MultidimensionalStep · September 8, 2020, 6:22am

I have found a way to parse Japanese without artificially requiring spaces between words. The trick is to break the sentence down into individual symbols, then transform this list of symbols into a list of recognized word-tokens. Currently it requires defining a (token $) predicate for every recognizable Japanese word-form which feels very onerous. I have tried telling Dialog that every dict word is a token (so only verbs and particles would need to be explicitly defined) but couldn’t figure out the right syntax for that.

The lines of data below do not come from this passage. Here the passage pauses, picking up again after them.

PR #3473, opened 2025-12-26
CCCT-2002 Opportunity Card Redesign

conroy-ricketts:
## Product Description

I redesigned the connect cards in the opportunity progress pages.

Here's some screenshots of the card in various different states:

Here's a video demonstrating the behavior of the new buttons:
 
https://github.com/user-attachments/assets/bf149dff-9cef-4e45-8028-5df18f558717

## Technical Summary

- When I added the new icon for the warning messages, I went back and added the new icon to the app home screens as well (the home screen messages were updated in #3467).
  - I chose to hide the warning icon when an opportunity is ready to transition to delivery: 

- Since the XML layout for the connect card is reused in several different place, I set the new UI elements I added to `android:visibility="gone"` by default so that we don't mess up the UI on other screens. 
  - The new redesign has us move the opportunity completion date to a different location on the card, so I added a 2nd text view element rather than deleting the old one so that we don't mess up the UI on the app home screens. That's why you see both `connect_job_end_date` and `connect_job_end_date_sub_heading` in `view_job_card.xml`.
  - That's also why I added a new utility function for getting the new date format in `ConnectDateUtils.kt` rather than tweaking the original utility function.
- The background of the message cards looked a bit wonky when there is a warning message on the delivery progress screen (where it meets the top of the "Progress" and "Payment" tabs, so I tweaked the background colors and added some margin to make it look better. Here are a couple of before & after photos of the issue:

### Safety story

- Besides the warning icon, made sure that the opportunity card remains unchanged on the app home screens.
- Verified that the new "View Info" and "Resume" buttons navigate the user to the correct places.
- Made sure that the new design appears like the Figma design.
- Tested the opportunity card in various different states by using different opportunities.

### QA Plan

- If possible, verify that the non-English translations on the opportunity card is correct.
- Test all the different states that the connect card could be in by starting an opportunity and seeing it through completion, ensuring that the card redesign appears correctly at all times.

### DIFF
--- a/app/src/org/commcare/android/logging/ReportingUtils.java
+++ b/app/src/org/commcare/android/logging/ReportingUtils.java
@@ -145,8 +145,8 @@ public class ReportingUtils {
             if (user.isEmpty()) {
                 return getPersonalID();
             }
-        } catch (Exception ignored) {
-        }
+            return user;
+        } catch (Exception ignored) {}
         return null;
     }
 


app/res/layout/view_job_card.xml
```diff
@@ -17,25 +17,38 @@
...
-            android:textStyle="bold"/>
+            app:layout_constraintTop_toBottomOf="@id/tv_job_title"
+            android:textStyle="bold" />
+
+        <TextView
+            android:id="@+id/connect_job_end_date_sub_heading"
+            android:layout_width="wrap_content"
+            android:layout_height="wrap_content"
+            android:layout_marginTop="8dp"
+            android:gravity="right"
```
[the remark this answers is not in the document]
conroy-ricketts: 23da255a24580a2987a8e6f58d2d33f71e99a414

app/src/org/commcare/connect/ConnectDateUtils.kt
```diff
@@ -20,6 +19,15 @@ object ConnectDateUtils {
...
     }
 
+    val completedJobDateFormat: DateFormat =
+        SimpleDateFormat("dd MMM, yyyy", Locale.getDefault())
+
+    fun formatDateForCompletedJob(date: Date): String {
+        synchronized(completedJobDateFormat) {
+            return completedJobDateFormat.format(date)
+        }
+    }
```
shubham1g5: I don't think there is a particular reason we should be using 2 different date formats here and instead the guiding product principle here should be _**consistency**_ .  

I think product just missed out on this inconsistency but will support us uisng the same date format across two very similar widgets.

app/src/org/commcare/fragments/connect/ConnectLearningProgressFragment.java
```diff
@@ -178,18 +179,12 @@ private void configureJobDetailsButton() {
...
+        getBinding().connectLearningButton.setOnClickListener(v -> navigateToLearnAppHome());
     }
 
     private void configureLaunchLearningButton() {
         getBinding().connectLearningButton.setText(getString(R.string.connect_learn_continue));
-        getBinding().connectLearningButton.setOnClickListener(v -> {
-            CommCareApplication.instance().closeUserSession();
-            ConnectAppUtils.INSTANCE.launchApp(requireActivity(), true, job.getLearnAppInfo().getAppId());
-        });
+        getBinding().connectLearningButton.setOnClickListener(v -> navigateToLearnAppHome());
```
OrangeAndGreen: Nit: It feels odd to me to have this function and configureGoToAssessmentButton be so similar, the only difference being the string ID used for the button text. No big deal to leave as is, but we could consider using one function that takes the string ID as input

OrangeAndGreen (approved):
Nice changes! All looks pretty good to me, left one nit but nothing blocking.

app/src/org/commcare/fragments/connect/ConnectLearningProgressFragment.java
conroy-ricketts: Oh snap, I just realized how oddly these functions are set up. These functions are all also very similar:

- `configureJobDetailsButton()`
- `configureDownloadButton()`

All these functions are doing is setting some text and/or a click listener on the same button. And I think the name `connectLearningButton` is a bit misleading too.

I'm going to leave these functions as is for now only because I don't want the changelist to get too big and I'd rather a larger refactor here later down the road

app/src/org/commcare/activities/StandardHomeActivityUIController.java
```diff
@@ -146,8 +149,12 @@ private void updateConnectJobMessage() {
 
             connectMessageCard.setCardBackgroundColor(ContextCompat.getColor(activity, backgroundColorRes));
             connectMessageCard.setVisibility(View.VISIBLE);
+            connectMessageWarningIcon.setVisibility(
+                    job.readyToTransitionToDelivery() ? View.GONE : View.VISIBLE
+            );
```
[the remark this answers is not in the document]
conroy-ricketts: The reason for not including `job.deliveryComplete()` is because we want to hide the icon only when the message looks something like this (I assume):



On the other hand, I like the idea of `isWarning`!

app/src/org/commcare/connect/ConnectDateUtils.kt
conroy-ricketts: I went ahead and did similar date formatting logic for the app home pages too for consistency with the progress pages - 4d776b18afd62e9bf4df8aae59dc91bf4dfa9652

app/src/org/commcare/activities/StandardHomeActivityUIController.java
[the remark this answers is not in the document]
shubham1g5: that makes sense to me, and fine to keep it as it is. Although I would slightly prefer for this logic to be part of the above `if-else` logic so that all the UI state calculation is part of single logic flow.

shubham1g5:
@conroy-ricketts I didn't realise there is an additional description there which is not present on the progress page cards, I was hoping we can standardize the 2 views better to make them more consistent with each other. I am not sure why we chose to show description on one card and not on another and think it might just be something that got overlooked by us and product. So think it's good to flag this to product but otherwise I am happy with the current state based on this PR.

shubham1g5 (approved):

app/src/org/commcare/activities/StandardHomeActivityUIController.java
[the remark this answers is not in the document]
conroy-ricketts: Ah I see what you mean. I agree!

app/src/org/commcare/activities/StandardHomeActivityUIController.java
```diff
@@ -100,8 +104,20 @@ private void setupConnectJobTile() {
             tvJobTitle.setText(job.getTitle());
             tvViewMore.setVisibility(View.GONE);
             tvJobDescription.setText(job.getShortDescription());
-            connectJobEndDate.setText(activity.getString(R.string.connect_learn_complete_by,
-                    ConnectDateUtils.INSTANCE.formatDate(job.getProjectEndDate())));
+
+            @StringRes int dateMessageStringRes;
+            if (job.deliveryComplete()) {
```
OrangeAndGreen: Nit: I have a slight preference for using ternary statements for this kind of thing, but not sure if we have a preference as a team. @shubham1g5 Your thoughts?

app/src/org/commcare/connect/ConnectDateUtils.kt
```diff
@@ -12,7 +11,7 @@ import java.util.Locale
 import java.util.TimeZone
 
 object ConnectDateUtils {
-    val dateFormat: DateFormat = SimpleDateFormat("MM/dd/yyyy", Locale.getDefault())
+    val dateFormat: DateFormat = SimpleDateFormat("dd MMM, yyyy", Locale.getDefault())
```
OrangeAndGreen: This has been on my mind in the past but since we're proposing changes I'll bring it up now. While this would make the date more clear than the previous code, we're still forcing an English-style display with "dd MMM" rather than using properly localized formats.
I wonder if it would be better to use `DateFormat.MEDIUM` here, which results in "dd MMM yyyy" for UK and "MMM dd, yyyy" for US as well as supporting other locales.

OrangeAndGreen (commented):
I added a couple thoughts but nothing blocking

OrangeAndGreen (approved):
Meant to approve...

app/src/org/commcare/connect/ConnectDateUtils.kt
shubham1g5: thats a good suggestion, didn't realise a constant like that exists. 

Think we might want to make that change across Connect screens and possibly good to scope that out as another ticket.

app/src/org/commcare/activities/StandardHomeActivityUIController.java
shubham1g5: I think historically in Dimagi, folks prefer to use if-else instead of ternary statements (I preferred to use ternary statements pre-dimagi but switched to if-else based on team's stylistic preference).

That said, I don't have strong thoughts on this and generally fine with either for simple assignments like these, but do think for complex statements if-else provide better readability.

app/src/org/commcare/connect/ConnectDateUtils.kt
OrangeAndGreen: Agreed this is better as a different ticket so it can be applied across pages and we can make sure nothing is negatively affected (thinking layout spacing specifically). I'll add a ticket to the backlog.

conroy-ricketts: Great callout!

shubham1g5 (approved):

In any case, here is the proof of concept, which only lets you (try to) look north or look at an apple.

> りんごを見る
TODO: Look at object #りんご

> 北を見る
TODO: Look in direction #北

And the code:

(grab 0 from $Everything into [] leaving $Everything)
(grab $N from [$Head | $MoreIn] into [$Head | $MoreOut] leaving $Remainder)
	($N minus 1 into $Nm1)
	(grab $Nm1 from $MoreIn into $MoreOut leaving $Remainder)

(tokenize [] into [])
(tokenize $Symbols into [$CandidateToken | $RemainingTokens])
	*(token $CandidateToken)
	(split word $CandidateToken into $CandidateSymbols)
	(length of $CandidateSymbols into $N)
	(grab $N from $Symbols into $CandidateSymbols leaving $RemainingSymbols)
	(tokenize $RemainingSymbols into $RemainingTokens)

(token @きた)
(token @北)
(token @みる)
(token @見る)
(token @りんご)
(token @を)

#北
(direction *)
(name *)	北
(dict *)	きた

(understand $Sentence as [$Target を 見る])
	(join words $Sentence into $Glob)
	(split word $Glob into $Symbols)
        (tokenize $Symbols into $Tokens)
	(split $Tokens by [を] into $NounPhrase and $Verb)
	*($Candidate is one of [みる 見る])
	([$Candidate] = $Verb)
	{
		(understand $NounPhrase as direction $Target)
	(or)
		(understand $NounPhrase as any object $Target)
	}

(perform [$Target を 見る])
	(if) (direction $Target) (then)
		TODO: Look in direction $Target (line)
	(else)
		TODO: Look at object $Target (line)
	(endif)

(current player #player)
(room #room)
(#player is #in #room)

#りんご
(name *)	りんご
(item *)
(* is #in #room)

There is obviously a mountain of work remaining to make something useful out of this, but I am excited by the possibilities.